### BRIEF
Locate, in the data below, the line that contains "with finishing this." and the line that contains "Making paths cumulative"; reproduce exactly those two lines and every line between them, nothing more.

Stored data entries
Issue #963, opened 2018-10-11
Drop HoTT's copy of the Coq prelude.


ejgallego:
Coq's https://github.com/coq/coq/pull/186 has landed and while not perfect yet it should mean HoTT should be able to stop vendoring its own modified version of Coq's prelude.

Once this is done, this shall close #477

ejgallego:
@Alizter TTBOMK this is still not solved, tho we are not far from actually doing it, however I think some bugs in Coq will appear when the full conversion is done.

Alizter:
@ejgallego Thank you for letting me know, I have reopened the issue.

Alizter:
@ejgallego Sorry I missed your gitter reply. Is this the issue you were talking about. I would be happy to lend a hand with finishing this.

spitters:
https://github.com/HoTT/HoTT/issues/1424

PR #1016, opened 2019-03-16
Cumulative paths

mattam82:
Make the paths type cumulative, so that it can be used with Equations

Making paths cumulative means that the universe parameter is now treated as irrelevant:`@paths@{i} A x y <= @paths@{j} A x y` for any i and j (which must by typing be greater or equal to A's universe). See the [section on cumulative inductives](https://coq.inria.fr/refman/addendum/universe-polymorphism.html?highlight=irrelevant#cumulative-noncumulative) for more information.

This allows, e.g. to inject `@paths@{Set} nat x y` equalities in higher universes, and deconstruct equalities in the homogeneous cumulative sigma type used by Equations (where both components live in the same universe, and the sigma as well) into equalities for the components, e.g: `@paths{i} (Sigma@{i} x : nat, P x) p q` can be turned into `Sigma@{i} e : @paths@{i} nat p.1 q.1, @paths@{i} (transport P e p.2) q.2` without trouble. 

Trying out the same sigma-types for HoTT would be a good exercise: instead of "preemptively" making sigma types allow cumulativity by using different universes `i` and `j` for the components and putting the sigma in `max(i,j)`, it rather says that every universe is closed under sigmas, and cumulativity is orthogonal (the universe annotation of the sigma is irrelevant as well). This can result in less useless universes representing `max(i,j)` and still allow using cumulativity when necessary.

This requires two restrictiction of the more flexible constraints due to cumulativity of paths in Modalities and PropResizing, otherwise nothing changes.

### DIFF
--- a/theories/TruncType.v
+++ b/theories/TruncType.v
@@ -94,11 +94,11 @@ Qed.
 Definition path_hset {A B} := @path_trunctype 0 A B.
 Definition path_hprop {A B} := @path_trunctype -1 A B.
 
-Global Instance istrunc_trunctype {n : trunc_index}
-  : IsTrunc n.+1 (TruncType n) | 0.
+Global Instance istrunc_trunctype@{i j k | i < j, j < k} {n : trunc_index}
+  : IsTrunc@{j} n.+1 (TruncType@{i} n) | 0.
 Proof.
   intros A B.
-  refine (trunc_equiv _ (equiv_path_trunctype A B)).
+  refine (trunc_equiv _ (equiv_path_trunctype@{i j k} A B)).
   case n as [ | n'].
   - apply contr_equiv_contr_contr. (* The reason is different in this case. *)
   - apply istrunc_equiv.
--- a/theories/Basics/Overture.v
+++ b/theories/Basics/Overture.v
@@ -214,7 +214,7 @@ Notation "g 'oD' f" := (composeD g f) : function_scope.
 (** The results in this file are used everywhere else, so we need to be extra careful about how we define and prove things.  We prefer hand-written terms, or at least tactics that allow us to retain clear control over the proof-term produced. *)
 
 (** We define our own identity type, rather than using the one in the Coq standard library, so as to have more control over transitivity, symmetry and inverse.  It seems impossible to change these for the standard eq/identity type (or its Type-valued version) because it breaks various other standard things.  Merely changing notations also doesn't seem to quite work. *)
-Inductive paths {A : Type} (a : A) : A -> Type :=
+Cumulative Inductive paths {A : Type} (a : A) : A -> Type :=
   idpath : paths a a.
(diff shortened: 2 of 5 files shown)


theories/TruncType.v
```diff
@@ -94,8 +94,8 @@ Qed.
 Definition path_hset {A B} := @path_trunctype 0 A B.
 Definition path_hprop {A B} := @path_trunctype -1 A B.
 
-Global Instance istrunc_trunctype {n : trunc_index}
-  : IsTrunc n.+1 (TruncType n) | 0.
+Global Instance istrunc_trunctype@{i j k | i < j, j < k} {n : trunc_index}
+  : IsTrunc@{j} n.+1 (TruncType@{i} n) | 0.
```
SkySkimmer: What's `k` for?

mattam82:
@amintimany this might interest you!

theories/TruncType.v
mattam82: The proof requires a larger universe

mattam82: We share l.u.b's of flexible universes during minimization, that's why it magically gets unified with k. This is done precisely to avoid generating many universes representing the same max(i,j).

Alizter:
Can you elaborate some more on using this with Equations. I wasn't aware of that project, and I had a quick look and it looks really cool! The only problem I see with Equations is that everybody will need to plugin for a proof written with it to work no?

mattam82:
Well, of course if you use a tool you need the tool. In principle a .vo produced using Equations definitions could actually be independent of the tool (it produces legit pure Coq definition) but that’s not the case today.

spitters:
Cool. LGTM. @andreaslyn and @ejgallego will also be interested.
What's currently keeping Equations for HoTT?
#963 and #895

mattam82:
My HoTT port doesn’t need anything else than this and a fix in Coq that should be there by 8.10. I don’t think it’s a good idea to port Program which relies on UIP intrinsically to handle pattern-matching. My port relies heavily on @ejgallego ‘s Coqlib change but does not need anything from Coq’s stdlib (apart from nat and non-dependent products, but that’s annecdotical and could be changed easily). Orthogonally, we could try improving support for tactics when bound to HoTT constants in Coq, like congruence, rewrite and the like. I think porting ssreflect tactics should be a breeze now, as well.

spitters:
@SkySkimmer do you have any more questions, if not feel free to pull.

SkySkimmer:
>@SkySkimmer do you have any more questions, if not feel free to pull.

I don't have pull powers on this repo though?

mattam82:
Thanks! I'll release an equations-hott package ASAP!

spitters:
@mattam82 Did you get around to working on this? I'd be curious to try.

### TASK RESPONSE
@ejgallego Sorry I missed your gitter reply. Is this the issue you were talking about. I would be happy to lend a hand with finishing this.

spitters:
https://github.com/HoTT/HoTT/issues/1424

PR #1016, opened 2019-03-16
Cumulative paths

mattam82:
Make the paths type cumulative, so that it can be used with Equations

Making paths cumulative means that the universe parameter is now treated as irrelevant:`@paths@{i} A x y <= @paths@{j} A x y` for any i and j (which must by typing be greater or equal to A's universe). See the [section on cumulative inductives](https://coq.inria.fr/refman/addendum/universe-polymorphism.html?highlight=irrelevant#cumulative-noncumulative) for more information.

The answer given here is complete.